+++ PROVIDED MATERIAL

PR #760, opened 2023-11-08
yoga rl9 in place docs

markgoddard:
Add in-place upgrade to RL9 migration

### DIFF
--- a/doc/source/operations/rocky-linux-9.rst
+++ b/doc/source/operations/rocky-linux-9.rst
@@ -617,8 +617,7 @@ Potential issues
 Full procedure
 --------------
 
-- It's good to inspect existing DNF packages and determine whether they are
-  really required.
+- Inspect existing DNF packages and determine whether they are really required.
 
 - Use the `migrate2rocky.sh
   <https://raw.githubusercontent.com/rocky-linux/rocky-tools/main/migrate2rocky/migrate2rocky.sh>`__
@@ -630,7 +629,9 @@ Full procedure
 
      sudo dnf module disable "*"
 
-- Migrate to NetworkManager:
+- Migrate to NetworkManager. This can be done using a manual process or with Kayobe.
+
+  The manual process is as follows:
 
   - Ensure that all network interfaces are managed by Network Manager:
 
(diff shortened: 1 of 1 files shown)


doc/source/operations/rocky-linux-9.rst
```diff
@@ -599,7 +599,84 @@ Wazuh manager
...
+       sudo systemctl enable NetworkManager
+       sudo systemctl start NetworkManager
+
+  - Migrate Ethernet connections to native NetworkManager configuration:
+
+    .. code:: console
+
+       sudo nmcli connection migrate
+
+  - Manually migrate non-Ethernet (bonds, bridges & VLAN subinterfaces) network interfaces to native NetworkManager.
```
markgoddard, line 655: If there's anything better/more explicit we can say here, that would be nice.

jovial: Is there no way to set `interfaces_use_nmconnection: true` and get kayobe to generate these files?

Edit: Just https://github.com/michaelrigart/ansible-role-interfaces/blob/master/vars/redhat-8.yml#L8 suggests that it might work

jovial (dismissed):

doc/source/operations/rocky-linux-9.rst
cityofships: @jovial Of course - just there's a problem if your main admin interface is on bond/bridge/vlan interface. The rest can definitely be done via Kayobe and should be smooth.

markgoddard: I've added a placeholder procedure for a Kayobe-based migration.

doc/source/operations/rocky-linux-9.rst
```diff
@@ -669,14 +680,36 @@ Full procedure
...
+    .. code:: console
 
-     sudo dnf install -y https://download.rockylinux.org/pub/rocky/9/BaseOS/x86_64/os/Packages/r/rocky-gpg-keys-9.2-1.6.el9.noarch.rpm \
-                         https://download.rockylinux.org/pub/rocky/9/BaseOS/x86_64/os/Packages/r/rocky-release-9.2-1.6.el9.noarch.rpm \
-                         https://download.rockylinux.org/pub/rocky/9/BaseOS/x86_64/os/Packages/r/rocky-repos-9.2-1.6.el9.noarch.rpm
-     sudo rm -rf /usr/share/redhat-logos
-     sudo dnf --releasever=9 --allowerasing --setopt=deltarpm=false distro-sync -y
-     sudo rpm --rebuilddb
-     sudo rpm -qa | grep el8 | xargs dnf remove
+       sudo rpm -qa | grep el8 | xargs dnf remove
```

++++++
+++ PROVIDED MATERIAL

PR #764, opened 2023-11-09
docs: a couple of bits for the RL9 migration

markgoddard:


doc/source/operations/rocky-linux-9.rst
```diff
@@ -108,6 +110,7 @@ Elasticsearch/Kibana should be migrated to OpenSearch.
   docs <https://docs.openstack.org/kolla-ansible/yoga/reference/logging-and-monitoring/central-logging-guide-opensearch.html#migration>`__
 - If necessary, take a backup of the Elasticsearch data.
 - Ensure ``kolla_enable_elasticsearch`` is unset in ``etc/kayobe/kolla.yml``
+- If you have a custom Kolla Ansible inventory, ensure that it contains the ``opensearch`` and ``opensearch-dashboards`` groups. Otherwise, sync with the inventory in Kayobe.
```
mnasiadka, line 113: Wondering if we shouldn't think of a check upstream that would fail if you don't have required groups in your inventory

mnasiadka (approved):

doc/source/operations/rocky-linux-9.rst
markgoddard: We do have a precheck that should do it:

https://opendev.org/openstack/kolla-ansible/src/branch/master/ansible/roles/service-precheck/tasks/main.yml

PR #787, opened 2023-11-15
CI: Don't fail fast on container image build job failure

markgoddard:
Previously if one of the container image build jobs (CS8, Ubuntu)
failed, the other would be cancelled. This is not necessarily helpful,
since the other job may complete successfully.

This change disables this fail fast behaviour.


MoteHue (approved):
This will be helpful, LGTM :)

++++++

§ WORK ITEM: Report each line of the data in which "migration" occurs.

§ WRITTEN REPLY:
Add in-place upgrade to RL9 migration
markgoddard: I've added a placeholder procedure for a Kayobe-based migration.
docs: a couple of bits for the RL9 migration
   docs <https://docs.openstack.org/kolla-ansible/yoga/reference/logging-and-monitoring/central-logging-guide-opensearch.html#migration>`__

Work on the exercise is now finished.